## WHAT YOU HAVE TO DO
Search the records for the string "comfortably", and show each line where it appears.

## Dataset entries
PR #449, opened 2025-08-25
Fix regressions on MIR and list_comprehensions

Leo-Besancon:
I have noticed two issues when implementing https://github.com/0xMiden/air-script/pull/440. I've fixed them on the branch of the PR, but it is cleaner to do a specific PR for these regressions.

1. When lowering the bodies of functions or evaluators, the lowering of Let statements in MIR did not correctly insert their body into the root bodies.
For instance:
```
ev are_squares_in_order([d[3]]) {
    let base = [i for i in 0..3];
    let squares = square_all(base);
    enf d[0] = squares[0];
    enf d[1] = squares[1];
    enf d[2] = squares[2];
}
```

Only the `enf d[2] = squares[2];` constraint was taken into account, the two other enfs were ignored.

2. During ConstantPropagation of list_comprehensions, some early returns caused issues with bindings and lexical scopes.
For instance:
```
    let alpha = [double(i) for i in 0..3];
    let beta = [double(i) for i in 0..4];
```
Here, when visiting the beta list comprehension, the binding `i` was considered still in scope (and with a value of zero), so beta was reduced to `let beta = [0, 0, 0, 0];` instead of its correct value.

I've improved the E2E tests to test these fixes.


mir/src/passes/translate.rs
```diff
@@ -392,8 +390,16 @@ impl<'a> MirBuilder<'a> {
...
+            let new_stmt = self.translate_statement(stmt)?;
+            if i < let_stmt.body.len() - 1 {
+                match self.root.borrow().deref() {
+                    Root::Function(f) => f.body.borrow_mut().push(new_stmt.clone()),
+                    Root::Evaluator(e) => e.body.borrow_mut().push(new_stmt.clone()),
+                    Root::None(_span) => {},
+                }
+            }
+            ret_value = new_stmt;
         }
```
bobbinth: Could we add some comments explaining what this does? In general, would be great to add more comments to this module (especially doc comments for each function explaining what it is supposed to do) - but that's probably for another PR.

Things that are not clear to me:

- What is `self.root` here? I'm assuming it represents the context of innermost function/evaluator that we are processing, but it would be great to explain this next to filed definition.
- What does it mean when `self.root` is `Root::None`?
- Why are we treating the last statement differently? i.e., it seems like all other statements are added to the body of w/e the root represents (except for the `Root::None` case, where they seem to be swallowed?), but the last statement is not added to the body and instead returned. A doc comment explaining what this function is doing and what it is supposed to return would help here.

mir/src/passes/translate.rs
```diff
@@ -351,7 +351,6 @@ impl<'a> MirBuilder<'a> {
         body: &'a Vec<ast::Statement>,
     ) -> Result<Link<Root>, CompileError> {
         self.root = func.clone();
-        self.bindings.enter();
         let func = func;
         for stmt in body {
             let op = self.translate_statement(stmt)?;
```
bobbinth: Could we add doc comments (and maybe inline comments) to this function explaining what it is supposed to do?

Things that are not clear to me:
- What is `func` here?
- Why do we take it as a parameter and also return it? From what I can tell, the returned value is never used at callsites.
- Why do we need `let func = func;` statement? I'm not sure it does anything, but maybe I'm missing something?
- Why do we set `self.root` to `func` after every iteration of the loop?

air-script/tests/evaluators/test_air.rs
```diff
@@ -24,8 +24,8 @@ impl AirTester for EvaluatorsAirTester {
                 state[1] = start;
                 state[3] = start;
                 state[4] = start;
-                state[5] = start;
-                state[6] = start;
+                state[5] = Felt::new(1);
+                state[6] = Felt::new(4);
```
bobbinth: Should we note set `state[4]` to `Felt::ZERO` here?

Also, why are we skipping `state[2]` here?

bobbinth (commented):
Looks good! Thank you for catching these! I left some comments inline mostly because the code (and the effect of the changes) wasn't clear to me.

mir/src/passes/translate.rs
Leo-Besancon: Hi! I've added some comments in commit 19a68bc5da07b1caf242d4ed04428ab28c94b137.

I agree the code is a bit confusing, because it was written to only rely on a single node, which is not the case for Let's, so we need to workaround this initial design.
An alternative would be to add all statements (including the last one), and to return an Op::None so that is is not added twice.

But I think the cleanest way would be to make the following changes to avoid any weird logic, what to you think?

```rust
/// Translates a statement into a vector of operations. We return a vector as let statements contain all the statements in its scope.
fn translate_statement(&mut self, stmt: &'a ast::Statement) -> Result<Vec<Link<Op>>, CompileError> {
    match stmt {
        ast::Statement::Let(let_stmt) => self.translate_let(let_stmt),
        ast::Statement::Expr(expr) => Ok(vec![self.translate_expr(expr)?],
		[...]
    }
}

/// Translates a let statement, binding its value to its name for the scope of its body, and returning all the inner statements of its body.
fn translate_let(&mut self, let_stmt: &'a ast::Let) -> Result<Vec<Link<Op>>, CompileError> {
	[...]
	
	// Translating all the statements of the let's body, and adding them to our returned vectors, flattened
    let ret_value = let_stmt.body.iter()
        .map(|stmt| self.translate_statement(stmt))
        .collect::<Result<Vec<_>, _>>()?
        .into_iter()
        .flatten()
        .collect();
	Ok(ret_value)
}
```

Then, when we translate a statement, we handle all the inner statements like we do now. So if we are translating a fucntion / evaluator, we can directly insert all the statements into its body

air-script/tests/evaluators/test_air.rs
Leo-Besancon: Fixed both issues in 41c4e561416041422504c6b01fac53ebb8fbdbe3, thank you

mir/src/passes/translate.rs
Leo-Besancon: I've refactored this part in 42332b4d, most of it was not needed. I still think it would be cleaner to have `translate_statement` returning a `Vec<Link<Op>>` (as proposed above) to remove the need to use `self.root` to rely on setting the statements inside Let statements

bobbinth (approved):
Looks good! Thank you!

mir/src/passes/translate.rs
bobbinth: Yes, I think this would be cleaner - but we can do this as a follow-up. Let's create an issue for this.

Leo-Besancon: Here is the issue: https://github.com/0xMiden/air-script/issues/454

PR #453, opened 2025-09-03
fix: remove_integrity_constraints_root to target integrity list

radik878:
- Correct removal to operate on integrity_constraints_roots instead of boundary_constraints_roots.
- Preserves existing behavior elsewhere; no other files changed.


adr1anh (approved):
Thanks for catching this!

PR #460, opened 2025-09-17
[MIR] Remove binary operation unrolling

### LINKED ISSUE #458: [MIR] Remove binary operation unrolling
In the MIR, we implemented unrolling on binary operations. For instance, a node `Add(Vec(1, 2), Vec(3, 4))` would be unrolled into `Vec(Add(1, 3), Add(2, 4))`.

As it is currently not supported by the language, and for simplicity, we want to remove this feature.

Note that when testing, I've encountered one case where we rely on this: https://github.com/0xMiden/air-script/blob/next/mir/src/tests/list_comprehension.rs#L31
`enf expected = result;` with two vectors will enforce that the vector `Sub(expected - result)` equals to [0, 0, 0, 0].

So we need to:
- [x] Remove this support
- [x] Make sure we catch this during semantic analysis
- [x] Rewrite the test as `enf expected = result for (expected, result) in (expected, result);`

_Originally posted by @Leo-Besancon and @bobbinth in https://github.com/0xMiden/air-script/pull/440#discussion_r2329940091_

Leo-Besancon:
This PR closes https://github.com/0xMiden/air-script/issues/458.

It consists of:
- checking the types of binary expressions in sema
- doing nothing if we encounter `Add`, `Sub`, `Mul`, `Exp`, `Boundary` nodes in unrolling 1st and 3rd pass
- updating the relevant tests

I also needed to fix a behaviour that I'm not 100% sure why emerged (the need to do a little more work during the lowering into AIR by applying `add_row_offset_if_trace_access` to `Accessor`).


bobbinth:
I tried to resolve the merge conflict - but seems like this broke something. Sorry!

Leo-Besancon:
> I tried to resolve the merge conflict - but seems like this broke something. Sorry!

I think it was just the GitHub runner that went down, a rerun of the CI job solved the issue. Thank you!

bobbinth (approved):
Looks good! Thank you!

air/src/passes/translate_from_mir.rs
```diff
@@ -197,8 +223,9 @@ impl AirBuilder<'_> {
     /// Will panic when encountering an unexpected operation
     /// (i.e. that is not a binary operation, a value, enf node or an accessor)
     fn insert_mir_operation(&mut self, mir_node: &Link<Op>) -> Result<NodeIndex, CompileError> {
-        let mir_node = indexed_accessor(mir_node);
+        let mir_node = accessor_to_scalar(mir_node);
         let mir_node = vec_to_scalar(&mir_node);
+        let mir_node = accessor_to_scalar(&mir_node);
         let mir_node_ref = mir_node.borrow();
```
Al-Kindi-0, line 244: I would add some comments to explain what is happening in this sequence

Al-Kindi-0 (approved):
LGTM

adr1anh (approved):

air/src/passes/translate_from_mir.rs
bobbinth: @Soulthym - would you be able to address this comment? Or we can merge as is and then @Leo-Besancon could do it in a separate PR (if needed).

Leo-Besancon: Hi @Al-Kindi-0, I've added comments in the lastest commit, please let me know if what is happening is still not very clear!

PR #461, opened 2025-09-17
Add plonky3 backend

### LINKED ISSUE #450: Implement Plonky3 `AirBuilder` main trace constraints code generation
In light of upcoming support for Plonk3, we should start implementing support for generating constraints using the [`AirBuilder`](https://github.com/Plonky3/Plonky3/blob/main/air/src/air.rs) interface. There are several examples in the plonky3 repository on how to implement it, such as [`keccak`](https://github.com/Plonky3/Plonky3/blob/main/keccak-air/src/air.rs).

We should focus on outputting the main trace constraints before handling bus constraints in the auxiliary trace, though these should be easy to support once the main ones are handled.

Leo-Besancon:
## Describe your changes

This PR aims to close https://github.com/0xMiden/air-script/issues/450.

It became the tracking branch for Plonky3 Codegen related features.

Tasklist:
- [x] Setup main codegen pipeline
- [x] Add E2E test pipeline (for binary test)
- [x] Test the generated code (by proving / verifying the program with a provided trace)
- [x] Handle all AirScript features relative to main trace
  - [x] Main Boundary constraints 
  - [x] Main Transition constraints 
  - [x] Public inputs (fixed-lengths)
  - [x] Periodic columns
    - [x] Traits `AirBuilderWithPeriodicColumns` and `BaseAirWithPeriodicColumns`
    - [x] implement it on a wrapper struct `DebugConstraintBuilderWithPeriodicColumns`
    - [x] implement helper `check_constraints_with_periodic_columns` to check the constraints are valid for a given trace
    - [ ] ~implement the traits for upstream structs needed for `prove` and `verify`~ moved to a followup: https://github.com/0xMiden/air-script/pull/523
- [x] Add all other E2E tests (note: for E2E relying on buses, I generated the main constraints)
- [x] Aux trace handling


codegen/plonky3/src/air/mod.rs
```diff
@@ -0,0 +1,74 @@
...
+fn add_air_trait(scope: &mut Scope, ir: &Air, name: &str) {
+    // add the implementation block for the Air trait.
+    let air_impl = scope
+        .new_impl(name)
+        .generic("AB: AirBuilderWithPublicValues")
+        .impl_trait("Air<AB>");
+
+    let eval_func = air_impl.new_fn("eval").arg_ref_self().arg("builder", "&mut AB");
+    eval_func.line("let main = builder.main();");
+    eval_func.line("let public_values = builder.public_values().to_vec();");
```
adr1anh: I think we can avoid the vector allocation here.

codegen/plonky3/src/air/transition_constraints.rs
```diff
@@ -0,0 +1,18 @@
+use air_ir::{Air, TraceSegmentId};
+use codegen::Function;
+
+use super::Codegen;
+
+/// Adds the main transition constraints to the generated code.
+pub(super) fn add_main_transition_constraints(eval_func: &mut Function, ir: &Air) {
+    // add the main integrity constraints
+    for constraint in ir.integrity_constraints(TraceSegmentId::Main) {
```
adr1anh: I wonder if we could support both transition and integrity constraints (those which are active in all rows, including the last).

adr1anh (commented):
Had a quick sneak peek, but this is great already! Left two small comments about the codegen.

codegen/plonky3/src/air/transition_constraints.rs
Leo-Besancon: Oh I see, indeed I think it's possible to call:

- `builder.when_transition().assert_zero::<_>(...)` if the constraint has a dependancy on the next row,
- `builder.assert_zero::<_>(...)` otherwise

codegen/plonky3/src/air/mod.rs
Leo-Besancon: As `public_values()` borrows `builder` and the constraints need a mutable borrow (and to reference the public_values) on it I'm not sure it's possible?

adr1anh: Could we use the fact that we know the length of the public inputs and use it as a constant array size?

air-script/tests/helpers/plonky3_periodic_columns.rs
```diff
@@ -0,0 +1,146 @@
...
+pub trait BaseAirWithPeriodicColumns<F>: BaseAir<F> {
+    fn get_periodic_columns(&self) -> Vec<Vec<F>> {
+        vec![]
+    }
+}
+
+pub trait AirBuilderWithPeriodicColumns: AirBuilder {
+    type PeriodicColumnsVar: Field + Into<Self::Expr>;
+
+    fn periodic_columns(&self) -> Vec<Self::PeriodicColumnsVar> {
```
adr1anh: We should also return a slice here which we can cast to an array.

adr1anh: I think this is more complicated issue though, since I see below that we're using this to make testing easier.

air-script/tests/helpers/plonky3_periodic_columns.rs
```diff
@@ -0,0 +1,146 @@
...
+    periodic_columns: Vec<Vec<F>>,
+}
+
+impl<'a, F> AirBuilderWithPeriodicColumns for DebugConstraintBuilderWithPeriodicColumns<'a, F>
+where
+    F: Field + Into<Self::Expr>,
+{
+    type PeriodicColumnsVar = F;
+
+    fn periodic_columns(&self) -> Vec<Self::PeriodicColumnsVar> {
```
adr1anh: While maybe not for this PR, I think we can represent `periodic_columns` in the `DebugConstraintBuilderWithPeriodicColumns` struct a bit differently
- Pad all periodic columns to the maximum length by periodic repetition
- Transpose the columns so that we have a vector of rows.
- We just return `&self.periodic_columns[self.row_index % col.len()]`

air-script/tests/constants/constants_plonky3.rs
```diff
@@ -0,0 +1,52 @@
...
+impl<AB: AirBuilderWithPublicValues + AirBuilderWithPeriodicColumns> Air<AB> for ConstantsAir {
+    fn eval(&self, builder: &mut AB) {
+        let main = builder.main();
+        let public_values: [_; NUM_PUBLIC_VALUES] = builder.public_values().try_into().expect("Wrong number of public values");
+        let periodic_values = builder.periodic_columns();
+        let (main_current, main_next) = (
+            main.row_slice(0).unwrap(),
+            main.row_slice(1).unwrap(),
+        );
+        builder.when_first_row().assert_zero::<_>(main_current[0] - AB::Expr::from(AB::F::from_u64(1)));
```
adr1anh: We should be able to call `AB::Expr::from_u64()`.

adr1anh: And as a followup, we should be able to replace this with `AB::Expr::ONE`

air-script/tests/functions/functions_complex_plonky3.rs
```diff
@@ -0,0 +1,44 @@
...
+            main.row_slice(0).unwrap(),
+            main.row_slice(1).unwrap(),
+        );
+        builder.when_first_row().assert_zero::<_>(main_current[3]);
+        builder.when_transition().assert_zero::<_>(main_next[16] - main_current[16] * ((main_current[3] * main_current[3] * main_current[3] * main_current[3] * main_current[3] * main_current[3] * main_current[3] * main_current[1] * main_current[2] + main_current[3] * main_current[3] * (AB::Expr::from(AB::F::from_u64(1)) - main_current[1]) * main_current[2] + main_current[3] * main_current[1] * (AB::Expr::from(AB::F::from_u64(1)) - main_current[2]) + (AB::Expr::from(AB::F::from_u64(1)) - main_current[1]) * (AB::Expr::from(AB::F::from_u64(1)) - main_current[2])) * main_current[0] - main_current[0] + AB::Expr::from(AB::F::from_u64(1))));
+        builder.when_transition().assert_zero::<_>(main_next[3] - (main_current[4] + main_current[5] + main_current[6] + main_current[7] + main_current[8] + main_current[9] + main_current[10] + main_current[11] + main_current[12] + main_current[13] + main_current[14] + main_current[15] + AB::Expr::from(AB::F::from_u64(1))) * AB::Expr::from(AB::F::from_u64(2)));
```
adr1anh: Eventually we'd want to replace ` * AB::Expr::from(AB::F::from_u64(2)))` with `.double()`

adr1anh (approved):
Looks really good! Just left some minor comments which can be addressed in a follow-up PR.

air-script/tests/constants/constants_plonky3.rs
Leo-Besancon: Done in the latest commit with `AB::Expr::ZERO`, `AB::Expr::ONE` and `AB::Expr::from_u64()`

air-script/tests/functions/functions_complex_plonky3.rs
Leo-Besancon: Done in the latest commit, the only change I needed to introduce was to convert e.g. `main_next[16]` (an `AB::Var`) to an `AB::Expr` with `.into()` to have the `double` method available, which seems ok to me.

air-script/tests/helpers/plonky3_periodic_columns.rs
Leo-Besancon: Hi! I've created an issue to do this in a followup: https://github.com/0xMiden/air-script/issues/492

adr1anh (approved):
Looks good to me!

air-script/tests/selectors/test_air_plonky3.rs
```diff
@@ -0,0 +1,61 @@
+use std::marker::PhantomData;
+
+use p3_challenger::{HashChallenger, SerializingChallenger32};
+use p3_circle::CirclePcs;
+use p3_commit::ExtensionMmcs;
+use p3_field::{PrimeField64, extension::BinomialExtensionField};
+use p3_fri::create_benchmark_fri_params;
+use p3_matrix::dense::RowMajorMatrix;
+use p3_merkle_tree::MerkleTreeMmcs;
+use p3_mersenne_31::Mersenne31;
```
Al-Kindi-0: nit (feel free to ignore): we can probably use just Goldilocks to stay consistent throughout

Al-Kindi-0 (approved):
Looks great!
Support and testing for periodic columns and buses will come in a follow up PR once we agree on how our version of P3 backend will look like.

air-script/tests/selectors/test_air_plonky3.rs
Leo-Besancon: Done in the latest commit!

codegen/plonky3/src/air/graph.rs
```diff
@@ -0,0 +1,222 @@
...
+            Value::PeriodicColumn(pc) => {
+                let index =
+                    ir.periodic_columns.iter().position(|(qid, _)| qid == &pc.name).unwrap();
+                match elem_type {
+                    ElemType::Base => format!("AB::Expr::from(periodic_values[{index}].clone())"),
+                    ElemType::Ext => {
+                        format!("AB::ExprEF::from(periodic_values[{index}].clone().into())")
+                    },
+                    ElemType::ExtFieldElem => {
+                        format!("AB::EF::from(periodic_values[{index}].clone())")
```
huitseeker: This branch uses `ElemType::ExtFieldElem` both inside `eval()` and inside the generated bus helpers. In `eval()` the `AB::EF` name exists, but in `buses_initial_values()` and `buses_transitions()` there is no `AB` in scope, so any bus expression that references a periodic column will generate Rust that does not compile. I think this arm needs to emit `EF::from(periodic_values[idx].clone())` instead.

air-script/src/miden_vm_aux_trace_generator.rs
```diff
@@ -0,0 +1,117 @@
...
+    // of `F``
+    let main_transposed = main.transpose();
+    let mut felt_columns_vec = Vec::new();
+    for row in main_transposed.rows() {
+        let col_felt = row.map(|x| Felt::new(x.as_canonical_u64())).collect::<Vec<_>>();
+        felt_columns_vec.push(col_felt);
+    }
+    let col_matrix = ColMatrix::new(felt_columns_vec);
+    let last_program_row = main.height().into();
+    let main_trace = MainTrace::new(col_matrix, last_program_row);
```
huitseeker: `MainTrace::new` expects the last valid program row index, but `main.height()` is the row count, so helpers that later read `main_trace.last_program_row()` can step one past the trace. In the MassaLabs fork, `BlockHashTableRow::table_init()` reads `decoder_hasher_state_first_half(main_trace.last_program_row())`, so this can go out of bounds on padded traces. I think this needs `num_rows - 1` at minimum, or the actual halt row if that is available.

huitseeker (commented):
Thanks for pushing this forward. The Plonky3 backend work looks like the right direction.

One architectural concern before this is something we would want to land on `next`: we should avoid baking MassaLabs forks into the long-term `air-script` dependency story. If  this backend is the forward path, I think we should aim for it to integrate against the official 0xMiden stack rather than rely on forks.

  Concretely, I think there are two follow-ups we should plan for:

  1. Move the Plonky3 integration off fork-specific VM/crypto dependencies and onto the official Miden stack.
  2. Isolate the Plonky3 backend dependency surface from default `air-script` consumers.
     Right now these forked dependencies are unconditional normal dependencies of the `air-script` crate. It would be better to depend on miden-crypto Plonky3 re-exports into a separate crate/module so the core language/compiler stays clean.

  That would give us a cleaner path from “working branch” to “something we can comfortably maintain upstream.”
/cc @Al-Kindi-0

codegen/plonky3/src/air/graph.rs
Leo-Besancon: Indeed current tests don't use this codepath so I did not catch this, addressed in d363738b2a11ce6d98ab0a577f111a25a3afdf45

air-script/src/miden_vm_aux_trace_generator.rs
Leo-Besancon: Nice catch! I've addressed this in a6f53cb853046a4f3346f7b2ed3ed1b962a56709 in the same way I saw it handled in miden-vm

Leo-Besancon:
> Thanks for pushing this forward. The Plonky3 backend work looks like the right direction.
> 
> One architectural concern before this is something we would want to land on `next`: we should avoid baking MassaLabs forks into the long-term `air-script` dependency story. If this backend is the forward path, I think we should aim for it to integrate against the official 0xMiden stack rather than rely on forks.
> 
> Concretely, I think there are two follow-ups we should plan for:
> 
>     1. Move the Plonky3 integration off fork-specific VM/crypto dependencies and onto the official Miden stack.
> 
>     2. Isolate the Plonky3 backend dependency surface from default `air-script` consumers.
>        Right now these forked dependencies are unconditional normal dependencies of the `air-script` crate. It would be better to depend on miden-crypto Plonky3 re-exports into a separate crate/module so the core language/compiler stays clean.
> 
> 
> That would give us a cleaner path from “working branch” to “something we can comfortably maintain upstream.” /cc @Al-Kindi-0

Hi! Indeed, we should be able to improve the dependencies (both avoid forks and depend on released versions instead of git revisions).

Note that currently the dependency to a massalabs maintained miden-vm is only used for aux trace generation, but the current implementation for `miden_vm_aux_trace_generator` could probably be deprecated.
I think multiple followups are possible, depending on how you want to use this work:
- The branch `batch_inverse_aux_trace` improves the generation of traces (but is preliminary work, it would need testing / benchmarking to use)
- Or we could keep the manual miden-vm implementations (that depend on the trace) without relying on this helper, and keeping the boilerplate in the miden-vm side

## TASK ANSWER
  That would give us a cleaner path from “working branch” to “something we can comfortably maintain upstream.”
> That would give us a cleaner path from “working branch” to “something we can comfortably maintain upstream.” /cc @Al-Kindi-0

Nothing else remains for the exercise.